Foreclosures are the perfect investment choice for investors because they are sold at discounted prices. You are getting a property with built-in equity. Foreclosures can be purchased at foreclosure auctions or by purchasing REO’s (bank-owned real estate). Short sales are preforeclosures and have not gone through the foreclosure process. They are still owned by their current owners who are in default or about to default. The seller must obtain approval from his or her lender to sell the home for less than he or she owes on the mortgage. Short sales are also good investments because they are sold at discounted prices. However, there is no guarantee that your offer will be accepted by the seller’s lender, and the closing date cannot be determined until the seller’s lender approves the sale. If you don’t have time to wait, foreclosure auction properties and REO’s are better choices.

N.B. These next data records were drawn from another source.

PR #2651, opened 2026-08-07
Host the app-global services and renderer commands in main (PT-4275)

rolfheij-sil:
Steps 3, 4 and 5 of the multi-window plan (**PT-4275**, §6 and §7), now one review unit. Everything app-global that a renderer used to own moves into the main process: the **scroll group service** (step 3), the **theme service** (step 4), and every **command and dialog request a window used to host** (step 5). Each renderer's copy of the two services becomes what the Service/Service Host pattern already calls it — a local cache of the host's state — and the per-window commands become router registrations in main that call a method on the window's service shard.

The end state is the one **Architecture.md §2** asked for: platform code in the renderer registers **no command names and no fixed request names at all**; the only names it still registers are derived from a per-instance web view id, which no two windows can hold. Getting there deletes `adr-singleton-services-elect-host-window`'s election, the takeover paths, the re-arm in every consumer, the cross-window mirrors, `command.service-router.ts`, both renderer-hosted name registries, both startup coverage checks, and ~1,760 lines of election/takeover machinery. Recorded in `adr-scroll-group-hosted-in-main`, `adr-theme-hosted-in-main` and `adr-renderer-registers-no-names`, with amendments to `adr-generic-name-routing-proxies` and `adr-shard-discovery-by-type` and two Patterns.md entries. Also riding here: a latent core **webpack `resolve.modules` bug** this work is the first to hit (see Part 1), which is extractable to its own PR against `main` if you would rather land it separately.

Consolidated from #2650 on 2026-08-07 to shrink the review stack; per-step incremental diffs remain viewable:

- Part 1 (step 3, scroll group, formerly #2650) — https://github.com/paranext/paranext-core/compare/80251974f28...f470e860732
- Part 2 (step 4, theme) — https://github.com/paranext/paranext-core/compare/f470e860732...d96a04a3729
- Part 3 (step 5, commands and dialogs) — https://github.com/paranext/paranext-core/compare/d96a04a3729...a5a47aae889
- Part 4 (2026-08-10 review round: TJ's two routing rulings, plus the small fixes his review and ours turned up) — https://github.com/paranext/paranext-core/compare/a5a47aae889...5b3233121be

**Stacked on #2649** (`pt-4275-router-shard-discovery`). Merge order: **#2621 → #2639 → #2649 → #2651**. Draft until the stack below merges.

---

## Part 1 — host the scroll group service in main (step 3)

[...]

PR #2670, opened 2026-08-13
PT-4281: 'window' layout, moving web views, cross-window reuse

rolfheij-sil:
# Summary

Adds the `'window'` layout disposition and everything needed to live with it: web views can
open into their own OS window, move between windows carrying their state, and find their
existing instances across every window instead of duplicating. Emptied windows close
themselves — except the last one, which docks Home, because windows are equal siblings and
closing the last one would exit the app. The saved window arrangement now restores in full,
however many windows were open at exit.

Serves PT-4281 (epic PT-4275); the primitives PT-4282's menus and PT-4287's automation
build on.

### Why review this

Part of the current multi-window epic. Stacked on #2651 (merge order #2649 → #2651 → this).

## What this delivers

- **`{ type: 'window' }` layout** (experimental): opens a web view in a window created for
  it, orchestrated by main (pending-content window → routed open → un-mark). In Simple mode
  — single-window by design — it degrades to a tab. A window whose routed content never
  arrives is closed again, never leaked; a provider that declines the open closes the window
  and resolves `undefined` (the API's established decline signal) rather than rejecting. If
  a reuse search cannot conclude whether an instance already exists, the open degrades to a
  tab rather than minting a duplicate into a brand-new OS window.

- **`targetWindowId` on `OpenWebViewOptions`** (experimental): open into a named window.
  Runtime-only handle; unknown ids error rather than silently falling back; contradictory
  combinations (`'window'` layout, `replace-tab`) fail fast; and a window that is already
  closing is refused as a target, so content cannot be routed into a window that is about to
  disappear.

- **Move primitive** (experimental): `platform.moveWebViewToNewWindow(webViewId)` and
  `platform.moveWebViewToWindow(webViewId, targetWindowId)`, plus a "Move tab to new window"
  tab context-menu item (Power mode, web view tabs). A move closes the view in its source
  window and reopens it from the captured definition, carrying its `useWebViewState` state
  across (state lives in per-window storage, so the move transfers it explicitly).

  **The id returned by the move is the authoritative post-move id** — for a view restored
  from a saved layout it can differ from the one passed in, so callers must use the returned
  value rather than assuming the original still resolves. Consumers see a close event then an
  open event; a held web view controller must be re-acquired after a move.

  On failure there is a recovery ladder: source window (unless it is already closing) →
  focused window → reject, with the captured definition logged. Close-source-first is
  load-bearing: one-instance views could never open in the target while the source instance
  lives. A move that fails from the tab context menu now tells the user so, instead of
  appearing to do nothing. A move whose adopt call times out but whose content actually
  landed is reconciled with the target and completes, rather than reopening the view a
  second time.

- **Window arrangement restores in full.** Quitting with several windows open brings all of
  them back — position, size and tabs — instead of only some. Whether a closed window's slot
  survives is now an explicit decision at the call site: a window the user closes during a
  session gives up its slot, while windows closed because the application itself is going
  down keep theirs, which is what makes a multi-window quit restore correctly. Persisted file
  format is unchanged.

- **Emptied windows** ask main whether to close or dock Home (`emptied-by-removal` /
  `born-empty`): any window emptying auto-closes unless it is the last real window, which
  docks Home instead — fixing the empty-new-window bug where Home opened as an undockable
  float. Floating/maximized tabs count as live content (a dock emptied behind a float docks
  Home locally, never closes the window), and a window that is showing a fallback layout
  docks Home locally rather than becoming a dead blank frame. Closing, pending-content, and
  abandoned windows (a renderer that crash-looped past its reload budget) are all excluded
  from the "last window" arithmetic, so overlapping closes, failed moves, and dead renderers
  can never exit the app or let a window that cannot be worked in stand in as the last one.
  These decisions are serialized and re-check the window immediately before closing it, so
  two windows emptying at once cannot take the app to zero. That count is one exported,
  directly-tested rule — `main.ts` composes none of it.

- **Cross-window reuse**: `existingId` reuse finds a view in any window and raises it (the
  raise honors `bringToFront: false` for passive probes, and consults real application focus
  rather than a last-focused id that is always set — so it does not steal focus when the app
  is in the background); `existingProjectId` (experimental) scopes an `existingId: '?'`
  search to a project — the filter narrows candidates before the routing-target preference,
  so a multi-window match still lands on the expected window. The app-wide `'?'` search
  itself and its per-caller reachability policy land in #2649; this PR carries the
  project-scoped extension and the consumers. The legacy comment manager's per-project memory
  map — whose stale eviction on cross-window moves was the defect — is deleted; the dock
  layouts are the reuse authority.

- **Raising a window is one path now.** The raise gate is the blur-aware `isApplicationFocused()`,
  replacing a last-focused id that latched the first time any window was focused and was never
  cleared — so it established only that some window had been focused once, never that this app
  held the foreground. That guard is the deferral #2649's body records against this ticket. The
  deep-link handler now raises through the same `focusWindow` service rather than raw
  `BrowserWindow` calls; it had declared a local binding of that very name which shadowed the
  import, so it was the one raise path getting neither the tracked-list lookup nor the
  flash-on-denial. It is deliberately **not** placed behind `isApplicationFocused()`: a deep link
  arrives while the app is in the background by definition, so that gate would suppress every raise
  the path exists to perform. Denial-and-flash is the intended outcome there — the lead dev's
  ruling on #2649 was to wire it through `focusWindow` here, "so it gets flash-on-denial for free
  the moment the real guard exists."

- **Hardening** along the way: replace-tab fails atomically before provider side effects
  exist when its target is in another window; a stale initial-layout answer no longer wipes
  content adopted mid-load; a failed reload no longer tears down the live view it left
  docked; an unreadable interface mode fails a move loudly instead of reporting a silent
  no-op; the open-project-tabs seed retries with warnings instead of silently swallowing a
  startup race.

## Design decisions worth reviewer attention

- Provider-declined `'window'` opens resolve `undefined` after closing the created window —
  a deliberate refinement over the spec's original "reject" wording, matching the API's
  existing decline signal.
- Unknown `webViewId` on a move throws; same-window moves and Simple-mode
  move-to-new-window are no-ops returning the id (bogus ids still error first).
- What a single-window move-out leaves behind depends on where the view went. Moving it to a
  NEW window leaves TWO windows — the moved view, plus Home docked in the window it left —
  because a window still waiting for its content is never counted by the last-window decision,
  so the emptying source sees itself as the last one standing. Moving it into a window that is
  already open and holding content closes the source instead, since that destination does
  count. Both are covered end to end. The same exclusion is what stops any ordering of a failed
  move from leaving zero windows (Rolf-ruled).
- Window layout tracking keeps a single list of persisted slots, each optionally bound to a
  live window, rather than reconciling separate live/persisted collections by runtime window
  id. Electron does not reuse `BrowserWindow.id` within a process, so slot-to-window binding
  is stable for the life of the process.
- Known and accepted for now: switching from Power to Simple mode with several windows open
  does not close the extra windows — Simple mode's single-window expectation is enforced at
  startup only. The intended behavior is captured in the epic's design notes and depends on
  the in-flight mode-transition work (#2425).
- A user-clicked-X window close is never announced to that window's renderer, so a move
  landing inside its close-task window is narrowed rather than impossible.

## Verification

- Unit tests throughout, written red-first; the race-sensitive pieces (closing-set algebra,
  recovery ladder, close-before-adopt ordering, filter idempotence) carry dedicated
  standalone suites. Where a test pins a rule that matters, it was mutation-verified: the
  rule was deliberately broken and the test confirmed red.
- The multi-window isolated e2e suite runs green headless on the final tree, re-run after
  every fix wave and every rebase rather than citing an earlier green.
- Live smoke runs with screenshot evidence, including exact-webViewId proof that one
  comment-list instance is raised rather than duplicated across windows, and is found in its
  new window after a live move. Highlights below.
- Full battery green: typecheck, lint, format, root and workspace tests, per-extension tsc.

### Evidence highlights

<details>
<summary><b>Move a web view to a new window</b> (command path): before — after (source) — after (new window)</summary>

</details>

<details>
<summary><b>Tab context menu</b>: "Move tab to new window" on a web view tab, and the result window</summary>

</details>

<details>
<summary><b>Single-window move-out</b>: ends with two windows — the moved view plus Home in the old window</summary>

</details>

<details>
<summary><b>Cross-window reuse</b>: a reuse open from window 1 raises the existing instance in window 2 instead of duplicating</summary>

</details>

## Merge

Squash-merge. Stacked on #2651 — do not merge before it; rebases as the stack merges.

AI-assisted — [session 1](https://claude.ai/code/session_01Lf3XmoA9StqLNDiMBqZVTy)

---

## Review and verification

This branch went through a four-dimension review — API/correctness, style/architecture,
coverage/compliance, and UX — followed by per-commit review of every fix the round produced.

**Findings were verified before being acted on, not taken as reported.** Test-quality claims were
settled by mutation: break the rule the test names, and see whether it goes red. Correctness claims
were traced to the decisive line or refuted there. That mattered — several confident findings were
wrong on their deciding claim and were dropped, and one was attributed to this branch when the same
behaviour predated it.

### What the review changed

**Defects fixed in the platform:**

- An emptied window decided its own close from a window count read before its content re-check.
  A window closed by the user during that re-check could take the whole application down with it —
  the outcome the last-window rule exists to prevent.
- An open did not wait for an in-flight layout load, so a web view opened during an interface-mode
  switch was thrown away by the load, silently: the close events are diffed against a reading taken
  before it arrived, so nothing reported it and its state leaked.
- The same silent wipe reached settings tabs and non-modal dialogs, which are not web views and so
  appear in no reporting at all. Both now wait, at their routed entry points.
- A move whose adopt expired after the renderer had already docked the tab left the same web view
  live in two windows, sharing one controller — so closing either copy disposed the survivor's.
- A move to a new window spent a full cold renderer start with the web view open in no window, and
  failed if that start ran long. The window is now readied before the source tab is captured, so a
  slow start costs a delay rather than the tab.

Buying at Foreclosure Auctions
Foreclosure auctions are open to the general public. The highest bidder is awarded the property for cash and given a deed that must be recorded with the county recorder’s office. Each state conducts its foreclosure sales differently. In some states, foreclosures are conducted by the Sheriff at the county courthouse. Other sales are conducted by private trustee sales or auction companies at the property. You can buy foreclosures at online auctions, too. Some states allow the former owner to redeem the property after the sale pursuant to statutory redemption laws. You should always check the foreclosure laws of the state in which you are buying property. To find out about public foreclosure auctions, you can check the local newspaper. Also notices are posted at the private and at the county courthouse. Information is also available from many sources online.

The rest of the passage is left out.